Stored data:
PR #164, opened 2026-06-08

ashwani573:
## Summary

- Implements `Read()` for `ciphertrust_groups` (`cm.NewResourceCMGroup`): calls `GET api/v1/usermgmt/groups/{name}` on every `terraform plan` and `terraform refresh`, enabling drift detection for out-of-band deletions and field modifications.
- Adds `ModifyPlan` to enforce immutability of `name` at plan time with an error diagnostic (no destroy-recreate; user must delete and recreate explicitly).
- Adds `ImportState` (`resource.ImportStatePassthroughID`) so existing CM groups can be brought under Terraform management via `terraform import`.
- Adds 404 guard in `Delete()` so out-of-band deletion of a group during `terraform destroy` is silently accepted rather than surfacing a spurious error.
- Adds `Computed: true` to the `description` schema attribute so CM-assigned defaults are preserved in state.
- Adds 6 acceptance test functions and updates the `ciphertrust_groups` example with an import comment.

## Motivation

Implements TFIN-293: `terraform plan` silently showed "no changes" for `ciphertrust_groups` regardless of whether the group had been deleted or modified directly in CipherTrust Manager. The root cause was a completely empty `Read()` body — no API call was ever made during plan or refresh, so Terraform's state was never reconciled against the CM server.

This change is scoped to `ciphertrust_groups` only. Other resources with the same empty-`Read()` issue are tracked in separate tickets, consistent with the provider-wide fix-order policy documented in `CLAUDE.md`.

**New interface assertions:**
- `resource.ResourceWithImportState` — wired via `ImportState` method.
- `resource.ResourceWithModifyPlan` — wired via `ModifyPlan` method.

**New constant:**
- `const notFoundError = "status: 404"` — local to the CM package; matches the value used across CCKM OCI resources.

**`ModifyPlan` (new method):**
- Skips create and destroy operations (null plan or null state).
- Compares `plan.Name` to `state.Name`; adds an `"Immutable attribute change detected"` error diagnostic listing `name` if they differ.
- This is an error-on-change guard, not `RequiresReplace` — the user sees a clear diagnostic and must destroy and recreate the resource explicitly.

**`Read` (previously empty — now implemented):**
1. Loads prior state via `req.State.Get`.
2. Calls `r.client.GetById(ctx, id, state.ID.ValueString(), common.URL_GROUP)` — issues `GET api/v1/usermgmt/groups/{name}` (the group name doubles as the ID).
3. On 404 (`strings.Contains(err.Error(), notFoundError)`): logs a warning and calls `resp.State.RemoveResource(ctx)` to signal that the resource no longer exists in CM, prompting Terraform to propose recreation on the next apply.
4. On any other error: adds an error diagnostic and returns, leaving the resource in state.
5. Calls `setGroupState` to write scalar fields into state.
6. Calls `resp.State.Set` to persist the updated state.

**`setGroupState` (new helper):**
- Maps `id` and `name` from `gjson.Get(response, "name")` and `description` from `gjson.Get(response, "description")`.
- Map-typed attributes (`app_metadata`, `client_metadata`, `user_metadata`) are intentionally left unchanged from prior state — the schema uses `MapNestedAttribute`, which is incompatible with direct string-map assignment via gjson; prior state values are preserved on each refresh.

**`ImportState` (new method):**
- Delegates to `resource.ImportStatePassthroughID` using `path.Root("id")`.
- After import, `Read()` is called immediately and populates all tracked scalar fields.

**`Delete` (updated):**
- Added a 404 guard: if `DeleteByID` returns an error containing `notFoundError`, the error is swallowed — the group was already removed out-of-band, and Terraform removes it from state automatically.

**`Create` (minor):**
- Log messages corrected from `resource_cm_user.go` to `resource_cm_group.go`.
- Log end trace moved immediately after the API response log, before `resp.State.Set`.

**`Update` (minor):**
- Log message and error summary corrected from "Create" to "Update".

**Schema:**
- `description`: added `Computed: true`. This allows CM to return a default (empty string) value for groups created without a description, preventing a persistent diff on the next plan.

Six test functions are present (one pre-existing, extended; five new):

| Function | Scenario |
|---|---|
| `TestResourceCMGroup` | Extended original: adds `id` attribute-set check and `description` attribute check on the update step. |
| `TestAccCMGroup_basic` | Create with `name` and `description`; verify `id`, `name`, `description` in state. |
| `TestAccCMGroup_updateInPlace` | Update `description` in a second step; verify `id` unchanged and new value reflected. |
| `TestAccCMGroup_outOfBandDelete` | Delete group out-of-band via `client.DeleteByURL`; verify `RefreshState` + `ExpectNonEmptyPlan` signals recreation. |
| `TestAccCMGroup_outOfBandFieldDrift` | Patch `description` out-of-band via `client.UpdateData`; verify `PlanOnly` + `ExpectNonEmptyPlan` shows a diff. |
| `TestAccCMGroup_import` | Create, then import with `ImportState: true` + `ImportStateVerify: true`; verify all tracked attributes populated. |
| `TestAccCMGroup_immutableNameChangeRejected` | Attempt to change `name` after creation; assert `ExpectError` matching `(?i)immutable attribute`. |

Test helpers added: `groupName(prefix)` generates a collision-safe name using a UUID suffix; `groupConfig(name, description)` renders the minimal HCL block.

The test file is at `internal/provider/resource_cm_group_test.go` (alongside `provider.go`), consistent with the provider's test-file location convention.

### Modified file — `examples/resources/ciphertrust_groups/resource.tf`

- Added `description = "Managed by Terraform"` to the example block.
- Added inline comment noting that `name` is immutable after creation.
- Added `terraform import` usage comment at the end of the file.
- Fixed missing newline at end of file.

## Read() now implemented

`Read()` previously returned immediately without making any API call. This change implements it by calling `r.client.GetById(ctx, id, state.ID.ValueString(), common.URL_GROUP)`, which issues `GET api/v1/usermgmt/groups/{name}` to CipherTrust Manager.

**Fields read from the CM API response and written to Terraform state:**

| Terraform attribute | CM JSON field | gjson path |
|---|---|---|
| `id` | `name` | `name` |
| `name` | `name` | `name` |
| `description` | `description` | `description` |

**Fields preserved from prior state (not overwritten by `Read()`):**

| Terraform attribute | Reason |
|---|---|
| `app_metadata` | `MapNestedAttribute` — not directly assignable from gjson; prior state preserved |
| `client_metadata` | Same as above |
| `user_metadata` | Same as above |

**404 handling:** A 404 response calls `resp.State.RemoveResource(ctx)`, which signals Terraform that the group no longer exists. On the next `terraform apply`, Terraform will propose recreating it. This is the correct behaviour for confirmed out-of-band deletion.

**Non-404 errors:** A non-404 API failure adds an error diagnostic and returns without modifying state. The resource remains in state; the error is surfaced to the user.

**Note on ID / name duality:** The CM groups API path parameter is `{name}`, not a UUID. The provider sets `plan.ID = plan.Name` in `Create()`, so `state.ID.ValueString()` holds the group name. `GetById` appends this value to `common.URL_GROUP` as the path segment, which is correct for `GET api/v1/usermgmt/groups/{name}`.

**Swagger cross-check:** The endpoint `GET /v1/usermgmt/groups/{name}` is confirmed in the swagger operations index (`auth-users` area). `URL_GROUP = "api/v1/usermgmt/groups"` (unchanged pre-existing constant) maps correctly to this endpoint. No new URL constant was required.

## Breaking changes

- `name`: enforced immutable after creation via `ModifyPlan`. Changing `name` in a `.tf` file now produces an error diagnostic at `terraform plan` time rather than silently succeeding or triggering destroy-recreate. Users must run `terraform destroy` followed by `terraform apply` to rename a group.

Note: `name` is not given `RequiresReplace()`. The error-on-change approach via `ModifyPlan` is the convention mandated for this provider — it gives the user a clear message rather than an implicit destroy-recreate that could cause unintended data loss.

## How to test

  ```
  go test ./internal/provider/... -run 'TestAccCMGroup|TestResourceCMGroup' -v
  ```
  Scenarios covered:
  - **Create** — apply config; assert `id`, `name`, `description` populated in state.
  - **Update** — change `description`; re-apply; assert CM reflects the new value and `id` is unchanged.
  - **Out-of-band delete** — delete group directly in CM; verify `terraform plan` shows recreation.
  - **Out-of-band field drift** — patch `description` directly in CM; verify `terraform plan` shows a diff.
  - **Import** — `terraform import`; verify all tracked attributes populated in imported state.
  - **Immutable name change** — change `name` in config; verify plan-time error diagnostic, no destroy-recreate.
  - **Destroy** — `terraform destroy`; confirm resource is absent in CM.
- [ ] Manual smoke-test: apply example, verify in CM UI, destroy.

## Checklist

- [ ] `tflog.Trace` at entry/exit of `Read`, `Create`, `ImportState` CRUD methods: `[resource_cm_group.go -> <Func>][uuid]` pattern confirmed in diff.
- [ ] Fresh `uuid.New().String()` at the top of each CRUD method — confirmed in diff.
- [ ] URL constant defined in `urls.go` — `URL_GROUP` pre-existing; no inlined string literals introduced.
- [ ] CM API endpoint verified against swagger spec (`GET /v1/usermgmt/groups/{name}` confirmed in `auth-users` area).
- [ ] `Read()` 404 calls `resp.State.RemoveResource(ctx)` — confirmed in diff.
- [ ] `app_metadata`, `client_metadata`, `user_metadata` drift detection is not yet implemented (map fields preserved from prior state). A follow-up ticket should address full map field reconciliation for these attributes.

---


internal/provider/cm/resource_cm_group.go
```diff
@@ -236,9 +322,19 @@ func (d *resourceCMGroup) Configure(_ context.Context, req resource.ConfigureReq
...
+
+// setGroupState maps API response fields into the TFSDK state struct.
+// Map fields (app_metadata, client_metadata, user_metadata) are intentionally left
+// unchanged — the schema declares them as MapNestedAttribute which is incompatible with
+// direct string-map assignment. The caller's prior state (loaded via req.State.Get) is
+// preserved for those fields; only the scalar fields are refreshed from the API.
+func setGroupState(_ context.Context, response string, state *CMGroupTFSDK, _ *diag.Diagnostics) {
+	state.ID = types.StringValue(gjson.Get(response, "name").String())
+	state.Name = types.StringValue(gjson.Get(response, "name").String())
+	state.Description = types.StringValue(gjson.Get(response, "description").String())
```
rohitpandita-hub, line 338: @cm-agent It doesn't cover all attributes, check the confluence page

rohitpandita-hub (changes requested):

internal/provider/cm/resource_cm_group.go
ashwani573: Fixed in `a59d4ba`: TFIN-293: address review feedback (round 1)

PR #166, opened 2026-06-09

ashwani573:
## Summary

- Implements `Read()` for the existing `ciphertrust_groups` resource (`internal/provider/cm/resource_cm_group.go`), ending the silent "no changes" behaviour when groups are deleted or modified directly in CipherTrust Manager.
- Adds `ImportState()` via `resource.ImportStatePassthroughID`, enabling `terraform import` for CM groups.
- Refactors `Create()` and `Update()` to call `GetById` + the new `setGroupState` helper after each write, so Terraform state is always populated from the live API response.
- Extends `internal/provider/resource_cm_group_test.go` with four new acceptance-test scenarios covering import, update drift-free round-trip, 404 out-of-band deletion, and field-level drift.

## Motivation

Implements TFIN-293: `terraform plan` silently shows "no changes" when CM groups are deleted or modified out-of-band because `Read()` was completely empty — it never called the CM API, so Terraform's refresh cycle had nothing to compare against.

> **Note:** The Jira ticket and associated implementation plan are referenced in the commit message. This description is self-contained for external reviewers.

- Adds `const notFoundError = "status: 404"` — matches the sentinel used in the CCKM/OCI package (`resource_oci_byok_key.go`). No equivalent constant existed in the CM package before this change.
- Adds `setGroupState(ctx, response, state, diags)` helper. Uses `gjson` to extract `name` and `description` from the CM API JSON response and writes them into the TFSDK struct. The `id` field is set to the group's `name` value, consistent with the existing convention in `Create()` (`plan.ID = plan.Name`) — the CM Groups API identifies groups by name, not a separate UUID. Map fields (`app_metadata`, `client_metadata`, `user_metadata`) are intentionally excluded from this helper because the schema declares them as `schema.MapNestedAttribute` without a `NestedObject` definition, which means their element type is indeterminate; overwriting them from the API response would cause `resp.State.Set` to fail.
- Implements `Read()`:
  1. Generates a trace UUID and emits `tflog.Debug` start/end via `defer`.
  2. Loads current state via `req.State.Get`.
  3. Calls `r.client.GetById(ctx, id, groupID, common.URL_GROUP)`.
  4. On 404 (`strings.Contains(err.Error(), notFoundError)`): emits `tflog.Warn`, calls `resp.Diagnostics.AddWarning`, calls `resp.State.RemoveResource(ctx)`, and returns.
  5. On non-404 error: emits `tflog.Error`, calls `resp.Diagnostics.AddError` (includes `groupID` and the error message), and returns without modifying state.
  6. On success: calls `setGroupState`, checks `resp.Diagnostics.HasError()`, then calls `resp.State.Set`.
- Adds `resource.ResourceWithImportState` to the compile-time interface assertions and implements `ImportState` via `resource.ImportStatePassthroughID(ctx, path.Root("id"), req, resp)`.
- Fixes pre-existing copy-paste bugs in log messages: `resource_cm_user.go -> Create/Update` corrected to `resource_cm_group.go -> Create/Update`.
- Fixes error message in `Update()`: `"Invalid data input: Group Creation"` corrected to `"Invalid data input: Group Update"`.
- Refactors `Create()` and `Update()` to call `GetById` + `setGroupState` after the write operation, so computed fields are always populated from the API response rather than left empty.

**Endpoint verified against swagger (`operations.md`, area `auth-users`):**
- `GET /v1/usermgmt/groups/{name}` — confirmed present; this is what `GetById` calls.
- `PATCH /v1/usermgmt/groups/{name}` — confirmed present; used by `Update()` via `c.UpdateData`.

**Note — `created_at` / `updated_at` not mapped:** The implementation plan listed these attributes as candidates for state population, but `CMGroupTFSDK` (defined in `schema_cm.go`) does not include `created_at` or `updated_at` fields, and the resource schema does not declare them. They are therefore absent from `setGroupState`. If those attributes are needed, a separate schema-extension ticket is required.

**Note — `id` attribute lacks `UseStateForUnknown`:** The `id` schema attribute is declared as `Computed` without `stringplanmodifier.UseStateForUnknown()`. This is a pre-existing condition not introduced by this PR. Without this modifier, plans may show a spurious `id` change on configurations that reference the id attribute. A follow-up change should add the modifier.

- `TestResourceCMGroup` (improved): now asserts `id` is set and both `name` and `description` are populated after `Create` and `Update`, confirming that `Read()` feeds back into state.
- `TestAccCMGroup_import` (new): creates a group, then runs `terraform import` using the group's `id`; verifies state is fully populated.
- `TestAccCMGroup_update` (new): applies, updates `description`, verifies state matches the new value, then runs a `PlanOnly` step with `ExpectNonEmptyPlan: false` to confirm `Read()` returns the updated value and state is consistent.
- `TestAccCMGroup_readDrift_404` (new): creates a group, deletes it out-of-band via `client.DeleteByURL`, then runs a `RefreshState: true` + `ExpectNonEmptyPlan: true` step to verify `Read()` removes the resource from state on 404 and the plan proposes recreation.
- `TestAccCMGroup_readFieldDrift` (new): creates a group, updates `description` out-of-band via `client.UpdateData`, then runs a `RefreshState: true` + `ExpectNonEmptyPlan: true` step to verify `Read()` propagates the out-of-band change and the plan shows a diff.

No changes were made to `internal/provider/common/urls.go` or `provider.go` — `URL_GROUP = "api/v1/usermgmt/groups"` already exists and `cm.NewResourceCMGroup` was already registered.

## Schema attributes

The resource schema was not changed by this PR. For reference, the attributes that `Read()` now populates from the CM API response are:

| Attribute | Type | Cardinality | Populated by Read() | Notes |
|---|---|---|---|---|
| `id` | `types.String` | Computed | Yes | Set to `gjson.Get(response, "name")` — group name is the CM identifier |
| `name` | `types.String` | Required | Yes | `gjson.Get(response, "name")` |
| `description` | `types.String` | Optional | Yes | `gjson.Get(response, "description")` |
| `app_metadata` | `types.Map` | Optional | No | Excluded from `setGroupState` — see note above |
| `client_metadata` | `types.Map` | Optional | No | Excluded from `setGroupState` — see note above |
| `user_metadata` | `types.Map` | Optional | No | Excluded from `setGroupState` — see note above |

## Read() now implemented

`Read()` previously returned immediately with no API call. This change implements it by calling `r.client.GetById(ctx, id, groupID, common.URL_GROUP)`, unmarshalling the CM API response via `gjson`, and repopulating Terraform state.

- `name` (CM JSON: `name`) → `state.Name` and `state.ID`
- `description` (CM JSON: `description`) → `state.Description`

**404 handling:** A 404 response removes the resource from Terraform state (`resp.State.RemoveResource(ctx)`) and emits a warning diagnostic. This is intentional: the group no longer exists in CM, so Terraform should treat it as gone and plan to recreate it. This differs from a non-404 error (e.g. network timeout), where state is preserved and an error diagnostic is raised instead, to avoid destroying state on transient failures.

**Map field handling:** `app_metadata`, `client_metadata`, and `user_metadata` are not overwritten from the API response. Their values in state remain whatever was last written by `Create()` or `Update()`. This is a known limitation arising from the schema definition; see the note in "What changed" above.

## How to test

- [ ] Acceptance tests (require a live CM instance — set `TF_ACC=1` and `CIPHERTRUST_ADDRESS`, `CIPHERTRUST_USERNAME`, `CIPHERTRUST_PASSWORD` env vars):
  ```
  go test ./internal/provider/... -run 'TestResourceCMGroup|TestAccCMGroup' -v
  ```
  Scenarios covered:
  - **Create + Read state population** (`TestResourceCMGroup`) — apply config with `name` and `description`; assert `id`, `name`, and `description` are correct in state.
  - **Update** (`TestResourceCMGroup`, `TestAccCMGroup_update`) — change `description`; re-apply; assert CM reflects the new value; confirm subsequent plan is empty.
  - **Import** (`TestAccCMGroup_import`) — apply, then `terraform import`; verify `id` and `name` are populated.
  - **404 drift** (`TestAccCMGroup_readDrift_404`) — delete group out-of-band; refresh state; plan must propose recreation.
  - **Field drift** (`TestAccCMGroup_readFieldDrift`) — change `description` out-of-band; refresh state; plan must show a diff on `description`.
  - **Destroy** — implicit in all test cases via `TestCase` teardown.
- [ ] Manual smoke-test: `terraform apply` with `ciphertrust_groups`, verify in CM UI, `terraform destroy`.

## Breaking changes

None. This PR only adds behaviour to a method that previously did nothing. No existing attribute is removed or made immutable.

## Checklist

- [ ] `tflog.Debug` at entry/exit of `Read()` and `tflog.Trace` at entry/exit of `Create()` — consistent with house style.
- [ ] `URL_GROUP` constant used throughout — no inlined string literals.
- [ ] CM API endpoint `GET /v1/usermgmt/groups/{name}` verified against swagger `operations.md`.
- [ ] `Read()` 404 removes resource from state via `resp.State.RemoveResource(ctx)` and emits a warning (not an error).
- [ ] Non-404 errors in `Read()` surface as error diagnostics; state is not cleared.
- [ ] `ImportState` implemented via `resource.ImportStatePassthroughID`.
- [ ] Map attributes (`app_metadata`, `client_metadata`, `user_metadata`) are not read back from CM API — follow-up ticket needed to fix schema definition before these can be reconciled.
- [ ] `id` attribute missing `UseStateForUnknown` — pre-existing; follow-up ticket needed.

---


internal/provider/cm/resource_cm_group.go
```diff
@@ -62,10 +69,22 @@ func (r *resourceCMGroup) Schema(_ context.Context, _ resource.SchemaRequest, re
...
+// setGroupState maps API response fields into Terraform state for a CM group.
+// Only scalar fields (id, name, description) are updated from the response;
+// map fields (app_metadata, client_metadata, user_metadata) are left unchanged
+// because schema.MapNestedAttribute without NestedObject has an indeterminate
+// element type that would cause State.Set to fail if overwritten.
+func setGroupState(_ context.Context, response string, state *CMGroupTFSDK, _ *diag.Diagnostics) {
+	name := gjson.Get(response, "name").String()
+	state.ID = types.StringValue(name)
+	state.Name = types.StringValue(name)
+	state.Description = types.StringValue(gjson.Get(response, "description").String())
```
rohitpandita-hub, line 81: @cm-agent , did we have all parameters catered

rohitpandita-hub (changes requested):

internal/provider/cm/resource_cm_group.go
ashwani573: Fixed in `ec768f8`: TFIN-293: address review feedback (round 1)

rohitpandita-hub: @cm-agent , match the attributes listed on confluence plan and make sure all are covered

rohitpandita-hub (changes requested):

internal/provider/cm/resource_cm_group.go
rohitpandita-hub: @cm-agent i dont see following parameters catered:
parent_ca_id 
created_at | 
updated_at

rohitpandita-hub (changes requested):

Your instructions: Please print the lines from the start of the records up to and including the line with "the CM server.", copying each one exactly and leaving out the rest.

Solution:
PR #164, opened 2026-06-08

ashwani573:
## Summary

- Implements `Read()` for `ciphertrust_groups` (`cm.NewResourceCMGroup`): calls `GET api/v1/usermgmt/groups/{name}` on every `terraform plan` and `terraform refresh`, enabling drift detection for out-of-band deletions and field modifications.
- Adds `ModifyPlan` to enforce immutability of `name` at plan time with an error diagnostic (no destroy-recreate; user must delete and recreate explicitly).
- Adds `ImportState` (`resource.ImportStatePassthroughID`) so existing CM groups can be brought under Terraform management via `terraform import`.
- Adds 404 guard in `Delete()` so out-of-band deletion of a group during `terraform destroy` is silently accepted rather than surfacing a spurious error.
- Adds `Computed: true` to the `description` schema attribute so CM-assigned defaults are preserved in state.
- Adds 6 acceptance test functions and updates the `ciphertrust_groups` example with an import comment.

## Motivation

Implements TFIN-293: `terraform plan` silently showed "no changes" for `ciphertrust_groups` regardless of whether the group had been deleted or modified directly in CipherTrust Manager. The root cause was a completely empty `Read()` body — no API call was ever made during plan or refresh, so Terraform's state was never reconciled against the CM server.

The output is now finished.